Invention Title:

SYSTEM AND METHOD FOR GENERATING A REAL-TIME, INTERACTIVE COMPANION ON A USER DEVICE

Publication number:

US20260112099

Publication date:
Section:

Physics

Class:

G06T13/40

Inventors:

Applicant:

Smart overview of the Invention

The invention describes a system and method to create a real-time, interactive digital companion on a user device. This system comprises processors and memory that store instructions for processing user inputs like text, voice, touch, or gesture data. By employing natural-language processing, the system extracts semantic and emotional context to generate animation parameters for facial expressions, gestures, and full-body motion. These animations are then rendered in sync with user inputs without transmitting data off-device, ensuring low latency, enhanced privacy, and reduced reliance on cloud infrastructure.

Technical Field

The invention is situated in the field of real-time animation of characters, focusing on generating interactive companions on user devices. This approach allows for real-time, low-latency animation while preserving privacy through on-device processing and minimizing dependency on cloud services.
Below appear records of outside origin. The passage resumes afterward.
PR #3053, opened 2018-09-27
Remove implicit NULL checks on java/lang/String.value

fjeremic:
The implicit NULL checks on java/lang/String.value are unnecessary
since at IL gen time we check for this particular field and we avoid
generating the NULL checks anyway.

### DIFF
--- a/jcl/src/java.base/share/classes/java/lang/String.java
+++ b/jcl/src/java.base/share/classes/java/lang/String.java
@@ -1347,9 +1347,6 @@ public final class String implements Serializable, Comparable<String>, CharSeque
 
 		byte[] s1Value = s1.value;
 		byte[] s2Value = s2.value;
-		
-		s1Value.getClass(); // Implicit null check
-		s2Value.getClass(); // Implicit null check
 
 		if (enableCompression && (null == compressionFlag || (s1.coder | s2.coder) == LATIN1)) {
 			while (o1 < end) {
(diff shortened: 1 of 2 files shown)


fjeremic:
Leaving this one as WIP until I've collected logs of before/after this change for all the methods modified and manually verified we don't generate the NULL check in both cases.

DanHeidinga:
@fjeremic Are any of those nullchecks in the java source required for correctness in the interpreter?

fjeremic:
> @fjeremic Are any of those nullchecks in the java source required for correctness in the interpreter?

No, because the interpreter will do a null check on the field dereference. The JIT doesn't have to because it "knows" this particular field in this safe JCL class is immutable as defined by the specification.

andrewcraik:
@fjeremic Have you verified the loops below the eliminated NULLCHKs still optimize properly? Any NULLCHKs that would have been in those loops would be eliminated in the new scheme so since this is done at ilgen this should be fine. This pattern was introduced in the early days of Java 8 from what I remember to make sure we didn't end up with NULLCHKs in performance critical loops. I think this new solution should be just better and achieve the same aim, but wanting to make sure that it has checked out in your logs.

fjeremic:
> @fjeremic Have you verified the loops below the eliminated NULLCHKs still optimize properly? 

It appears they are. We have the exact same tree sequence in both situations (before and after this change) at the post optimization trees. The only difference I'm seeing is that in the before case (before this change that is) we have the NULLCHKs from the `.getClass()` lines hanging around until VP gets rid of them. Following VP the trees look identical but in and outside of loops.

fjeremic:
Jenkins test sanity xlinux JDK8,JDK11

fjeremic:
@andrewcraik I think this one should be ready.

Traditional systems often rely on fixed templates or cloud-based computation, which limits adaptability and introduces latency due to data transmission.

Background

Traditional animation systems use static frames, providing predictable and smooth outputs but lacking adaptability and spontaneity, resulting in less engaging interactions. These systems often depend on cloud-based computations, which introduce latency and require constant internet connectivity, limiting their use in low-bandwidth or offline environments. Moreover, the transmission of sensitive user data to third-party servers raises privacy concerns and incurs high operational costs.

Objectives

The invention aims to dynamically generate real-time animations from audio or contextual input, improving user engagement and reducing costs by eliminating cloud infrastructure dependency. It also seeks to enable offline-ready animation without continuous internet connectivity and to synchronize body, face, and lip-sync animations with conversation context, enhancing natural and emotionally expressive interactions.

Embodiments

Various embodiments of the invention include using a transformer-based encoder-decoder for natural interactions and a mapping module for synchronized animation. The system normalizes multimodal inputs for reliable processing and uses a short-term memory for consistent emotional expressions. On-device optimization minimizes latency and power consumption, enabling efficient operation. These features collectively enhance user engagement by creating adaptive and contextually appropriate animations.